→ **Work order**
Please state how many lines of the data contain "agets". The number by itself is enough.

Listed records below:

PR #3500, opened 2024-10-11
Support atomic writes in the docstore

sandeepvinayak:
docstore/all

Details in the issue : https://github.com/google/go-cloud/issues/3501

See

### DIFF
--- a/docstore/awsdynamodb/dynamo.go
+++ b/docstore/awsdynamodb/dynamo.go
@@ -616,7 +616,7 @@ func revisionPrecondition(doc driver.Document, revField string) (*expression.Con
 	return &cb, nil
 }
 
-// transactWrite execute the write actions in an atomic manner, either they all succeed or they all fail together.
+// transactWrite executes the write actions atomically: either they all succeed or they all fail together.
 func (c *collection) transactWrite(ctx context.Context, actions []*driver.Action, errs []error, opts *driver.RunActionsOptions) {
 	if len(actions) == 0 {
 		return
--- a/docstore/awsdynamodb/dynamo.go
+++ b/docstore/awsdynamodb/dynamo.go
@@ -162,10 +162,12 @@ func (c *collection) RevisionField() string { return c.opts.RevisionField }
 
 func (c *collection) RunActions(ctx context.Context, actions []*driver.Action, opts *driver.RunActionsOptions) driver.ActionListError {
 	errs := make([]error, len(actions))
-	beforeGets, gets, writes, afterGets := driver.GroupActions(actions)
+	beforeGets, gets, writes, writesTx, afterGets := driver.GroupActions(actions)
 	c.runGets(ctx, beforeGets, errs, opts)
 	ch := make(chan struct{})
+	ch2 := make(chan struct{})
 	go func() { defer close(ch); c.runWrites(ctx, writes, errs, opts) }()
+	go func() { defer close(ch2); c.transactWrite(ctx, writesTx, errs, opts) }()
 	c.runGets(ctx, gets, errs, opts)
 	<-ch
 	c.runGets(ctx, afterGets, errs, opts)
@@ -613,25 +615,26 @@ func revisionPrecondition(doc driver.Document, revField string) (*expression.Con
 	return &cb, nil
 }
 
-// TODO(jba): use this if/when we support atomic writes.
-func (c *collection) transactWrite(ctx context.Context, actions []*driver.Action, errs []error, opts *driver.RunActionsOptions, start, end int) {
+func (c *collection) transactWrite(ctx context.Context, actions []*driver.Action, errs []error, opts *driver.RunActionsOptions) {
+	if len(actions) == 0 {
+		return
+	}
 	setErr := func(err error) {
-		for i := start; i <= end; i++ {
-			errs[actions[i].Index] = err
+		for _, a := range actions {
+			errs[a.Index] = err
 		}
 	}
 
+	tws := make([]*dyn.TransactWriteItem, 0, len(actions))
 	var ops []*writeOp
-	tws := make([]*dyn.TransactWriteItem, 0, end-start+1)
-	for i := start; i <= end; i++ {
-		a := actions[i]
-		op, err := c.newWriteOp(a, opts)
+	for _, w := range actions {
+		op, err := c.newWriteOp(w, opts)
 		if err != nil {
-			setErr(err)
-			return
+			errs[w.Index] = err
+		} else {
+			ops = append(ops, op)
+			tws = append(tws, op.writeItem)
 		}
-		ops = append(ops, op)
-		tws = append(tws, op.writeItem)
 	}
 
 	in := &dyn.TransactWriteItemsInput{
--- a/docstore/awsdynamodb/dynamo.go
+++ b/docstore/awsdynamodb/dynamo.go
@@ -170,6 +170,7 @@ func (c *collection) RunActions(ctx context.Context, actions []*driver.Action, o
 	go func() { defer close(ch2); c.transactWrite(ctx, writesTx, errs, opts) }()
 	c.runGets(ctx, gets, errs, opts)
 	<-ch
+	<-ch2
 	c.runGets(ctx, afterGets, errs, opts)
 	return driver.NewActionListError(errs)
 }
@@ -615,10 +616,12 @@ func revisionPrecondition(doc driver.Document, revField string) (*expression.Con
 	return &cb, nil
 }
 
+// transactWrite execute the write actions in an atomic manner, either they all succeed or they all fail together.
 func (c *collection) transactWrite(ctx context.Context, actions []*driver.Action, errs []error, opts *driver.RunActionsOptions) {
 	if len(actions) == 0 {
 		return
 	}
+	// all actions will fail atomically even if a single action fails
 	setErr := func(err error) {
 		for _, a := range actions {
 			errs[a.Index] = err
@@ -630,7 +633,8 @@ func (c *collection) transactWrite(ctx context.Context, actions []*driver.Action
 	for _, w := range actions {
 		op, err := c.newWriteOp(w, opts)
 		if err != nil {
-			errs[w.Index] = err
+			setErr(err)
+			return
 		} else {
 			ops = append(ops, op)
 			tws = append(tws, op.writeItem)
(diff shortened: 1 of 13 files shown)


sandeepvinayak:
@eliben @vangent We are trying to add the transactions support/atomic writes in the docstore and this is the high level idea of how can we support that in go-cloud. https://docs.google.com/document/d/1UVj1kmwDfrs5qm8r7X1p4fAFmsdPEeBHcvWJ8zWF1dY/edit?tab=t.0

The PR is just at a high level to support the idea. 
Let me know what you think about it and we can help to drive it further.

docstore/awsdynamodb/dynamo.go
```diff
@@ -613,25 +615,26 @@ func revisionPrecondition(doc driver.Document, revField string) (*expression.Con
 	return &cb, nil
 }
 
-// TODO(jba): use this if/when we support atomic writes.
-func (c *collection) transactWrite(ctx context.Context, actions []*driver.Action, errs []error, opts *driver.RunActionsOptions, start, end int) {
+func (c *collection) transactWrite(ctx context.Context, actions []*driver.Action, errs []error, opts *driver.RunActionsOptions) {
```
jba, line 618: This function has never been tested or documented properly, so let's go carefully.

First, it needs a doc comment.

docstore/awsdynamodb/dynamo.go
```diff
@@ -613,25 +615,26 @@ func revisionPrecondition(doc driver.Document, revField string) (*expression.Con
...
+	if len(actions) == 0 {
+		return
+	}
 	setErr := func(err error) {
```
jba, line 622: The idea here is that if anything in this function fails, everything fails (since it's atomic). Document that here.

docstore/awsdynamodb/dynamo.go
```diff
@@ -613,25 +615,26 @@ func revisionPrecondition(doc driver.Document, revField string) (*expression.Con
...
-	tws := make([]*dyn.TransactWriteItem, 0, end-start+1)
-	for i := start; i <= end; i++ {
-		a := actions[i]
-		op, err := c.newWriteOp(a, opts)
+	for _, w := range actions {
+		op, err := c.newWriteOp(w, opts)
 		if err != nil {
-			setErr(err)
-			return
+			errs[w.Index] = err
```
jba, line 633: You've changed the semantics here: this is no longer atomic, since if one newWriteOp fails the others still happen.

docstore/docstore.go
```diff
@@ -534,6 +537,12 @@ func (l *ActionList) String() string {
 	return "[" + strings.Join(as, ", ") + "]"
 }
 
+// AtomicWrites causes all following writes in the list to execute atomically.
```
jba, line 540: "to execute as a single atomic operation"

(to avoid confusion with the fact that each write already happens atomically by itself)

docstore/driver/util.go
```diff
@@ -69,7 +70,7 @@ func GroupActions(actions []*Action) (beforeGets, getList, writeList, afterGets
 		} else if a.Kind == Get {
 			// If there was a prior write with this key, make sure this get
 			// happens after the writes.
-			if _, ok := writes[a.Key]; ok {
+			if valueExistsInMaps(a.Key, writes, writesTx) {
```
jba, line 73: We don't need a whole function.
```
if _, ok := writes[a.Key]; ok {
    agets[a.Key] = a
} else if _, ok :=  writesTx[a.Key]; ok {
   agets[a.Key] = a
} else ...
```

docstore/driver/util.go
```diff
@@ -95,7 +100,16 @@ func GroupActions(actions []*Action) (beforeGets, getList, writeList, afterGets
 		return as
 	}
 
-	return vals(bgets), vals(cgets), append(vals(writes), nilkeys...), vals(agets)
+	return vals(bgets), vals(cgets), append(vals(writes), nilkeys...), vals(writesTx), vals(agets)
+}
+
+func valueExistsInMaps(key interface{}, maps ...map[interface{}]*Action) bool {
```
jba, line 106: delete

docstore/driver/util_test.go
```diff
@@ -79,7 +79,7 @@ func TestGroupActions(t *testing.T) {
 	}{
 		{
```
jba, line 80: Please add various cases involving atomic writes, mixed with other writes and gets before, after, and concurrently.

docstore/drivertest/drivertest.go
```diff
@@ -29,6 +29,7 @@ import (
 	"github.com/google/go-cmp/cmp"
 	"github.com/google/go-cmp/cmp/cmpopts"
 	"github.com/google/uuid"
+	"github.com/stretchr/testify/assert"
```
jba, line 32: Do not use this package or any other assertion framework.

docstore/drivertest/drivertest.go
```diff
@@ -1900,6 +1901,81 @@ func testMultipleActions(t *testing.T, coll *docstore.Collection, revField strin
...
+	doc := docmap{KeyField: docs[6][KeyField]}
+	_ = coll.Get(ctx, doc)
+	assert.Equal(t, "66", doc["s"])
+	doc = docmap{KeyField: docs[7][KeyField]}
+	_ = coll.Get(ctx, doc)
+	assert.Equal(t, "77", doc["s"])
+	doc = docmap{KeyField: docs[8][KeyField]}
+	_ = coll.Get(ctx, doc)
+	assert.Equal(t, "88", doc["s"])
+}
```
jba, line 1977: Can you add a test where one atomic write fails, and verify that they all fail?

docstore/memdocstore/mem.go
```diff
@@ -191,7 +191,7 @@ func (c *collection) RunActions(ctx context.Context, actions []*driver.Action, o
 		}
 	}
 
-	beforeGets, gets, writes, afterGets := driver.GroupActions(actions)
+	beforeGets, gets, writes, _, afterGets := driver.GroupActions(actions)
```
jba, line 194: You need to implement atomic writes for this, mongo and firestore.

jba (changes requested):

docstore/memdocstore/mem.go
sandeepvinayak: yes, as we discussed planned, we will be delivering it immediately after aws and driver is in. We will do the azure, gco and mongo
https://github.com/google/go-cloud/issues/3501#issuecomment-2435614003

jba: OK, thanks, I forgot.

docstore/awsdynamodb/dynamo.go
sandeepvinayak: Sure, let me revert it, this was to handle the cases when the write operation is non-write kind. But I believe it makes to fail here to be semantically correct.

sandeepvinayak: Sure, let me revert it. It was added to handle the case if the action is non-write kind which will be somebug in the code. But I got it that it's making it semantically incorrect.

docstore/awsdynamodb/dynamo.go
```diff
@@ -162,10 +162,12 @@ func (c *collection) RevisionField() string { return c.opts.RevisionField }
...
 	errs := make([]error, len(actions))
-	beforeGets, gets, writes, afterGets := driver.GroupActions(actions)
+	beforeGets, gets, writes, writesTx, afterGets := driver.GroupActions(actions)
 	c.runGets(ctx, beforeGets, errs, opts)
 	ch := make(chan struct{})
+	ch2 := make(chan struct{})
 	go func() { defer close(ch); c.runWrites(ctx, writes, errs, opts) }()
+	go func() { defer close(ch2); c.transactWrite(ctx, writesTx, errs, opts) }()
 	c.runGets(ctx, gets, errs, opts)
 	<-ch
```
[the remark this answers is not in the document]
sandeepvinayak: done.

sandeepvinayak:
@jba thanks for your feedback, I addressed all of the comments, please take another look

docstore/awsdynamodb/dynamo.go
```diff
@@ -615,10 +616,12 @@ func revisionPrecondition(doc driver.Document, revField string) (*expression.Con
 	return &cb, nil
 }
 
+// transactWrite execute the write actions in an atomic manner, either they all succeed or they all fail together.
```
jba, line 619: s/execute/executes/
s/in an atomic manner/atomically/
s/,/:/

docstore/drivertest/drivertest.go
```diff
@@ -1967,13 +1966,90 @@ func testAtomicWrites(t *testing.T, coll *docstore.Collection, revField string)
 
 	doc := docmap{KeyField: docs[6][KeyField]}
 	_ = coll.Get(ctx, doc)
-	assert.Equal(t, "66", doc["s"])
+	cmpDiff("66", doc["s"])
```
jba, line 1969: You have to check the return value of cmpDiff.

docstore/drivertest/drivertest.go
```diff
@@ -1967,13 +1966,90 @@ func testAtomicWrites(t *testing.T, coll *docstore.Collection, revField string)
...
+	}
+	compare(gdocs, docs[3:6])
+
+	// Get the docs updated as part of atomic writes and verify that it didn't get written.
+	actions = coll.Actions()
+
+	// validate that the mods didn't get applied to all docs in transaction.
+	doc := docmap{KeyField: docs[6][KeyField]}
+	_ = coll.Get(ctx, doc)
+	cmpDiff("6", doc["s"])
```
jba, line 2049: First, change the "6" to "66" and make sure your test fails.
It won't.
Now check the results of cmpDiff.

I recommend you use this technique all the time: first make sure the test fails, to prove that you're testing what you think. Then make it pass.

jba (changes requested):

sandeepvinayak:
@jba, I addressed your latest 2 comments

docstore/drivertest/drivertest.go
sandeepvinayak: sounds good, validated that the test didn't fail and fixed it the diff check.

jba (approved):

sandeepvinayak:
@jba the codecov report is under-reporting because the conformance tests are disabled for now but I verified the tests we added are good. I will enable the 2 conformance tests added along with with the other providers in the follow up PR.

jba:
Thanks for the PR! Looking forward to the follow-ups.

End of Listed records.

→ **Finished exercise**
4